_What the exercise asks:_
Without changing a single character, copy every record below.

=== Begin Enclosure ===

PR #16774, opened 2025-10-20
storage: Return StatusLocked error code when custom volume is in use

MusicDin:
Returning `StatusLocked` helps us identify when the volume is in use.
In the LXD CSI driver, we need this to differentiate *volume in use* from other internal errors.

---

Additionally, this PR enables VM tests for DevLXD volume management and ensures the reported error code is 423 (StatusLocked) when updating a volume that is in use.

### DIFF
--- a/test/suites/devlxd.sh
+++ b/test/suites/devlxd.sh
@@ -477,6 +477,42 @@ EOF
     # Ensure storage volumes are deleted.
     lxc exec "${inst}" --project "${project}" --env DEVLXD_BEARER_TOKEN="${token}" -- devlxd-client storage volumes "${pool}" | jq --exit-status '. == []'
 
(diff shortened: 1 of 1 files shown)


test/suites/devlxd.sh
tomponline, line 1: Could we have tested devlxd locking status codes with containers or does it have to be VMS due to needing a block volume?

MusicDin: I could try shrinking FS volumes for certain local storage drivers, which would error out with `ErrInUse` even for FS volumes.

However, the benefit of testing VMs is that both DevLXD and LXD Agent are tested. They both need to report correct status for the test to pass. This means that DevLXD itself is indirectly tested.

=== End Enclosure ===

_Written answer:_
PR #16774, opened 2025-10-20
storage: Return StatusLocked error code when custom volume is in use

MusicDin:
Returning `StatusLocked` helps us identify when the volume is in use.
In the LXD CSI driver, we need this to differentiate *volume in use* from other internal errors.

---

Additionally, this PR enables VM tests for DevLXD volume management and ensures the reported error code is 423 (StatusLocked) when updating a volume that is in use.

### DIFF
--- a/test/suites/devlxd.sh
+++ b/test/suites/devlxd.sh
@@ -477,6 +477,42 @@ EOF
     # Ensure storage volumes are deleted.
     lxc exec "${inst}" --project "${project}" --env DEVLXD_BEARER_TOKEN="${token}" -- devlxd-client storage volumes "${pool}" | jq --exit-status '. == []'
 
(diff shortened: 1 of 1 files shown)


test/suites/devlxd.sh
tomponline, line 1: Could we have tested devlxd locking status codes with containers or does it have to be VMS due to needing a block volume?

MusicDin: I could try shrinking FS volumes for certain local storage drivers, which would error out with `ErrInUse` even for FS volumes.

However, the benefit of testing VMs is that both DevLXD and LXD Agent are tested. They both need to report correct status for the test to pass. This means that DevLXD itself is indirectly tested.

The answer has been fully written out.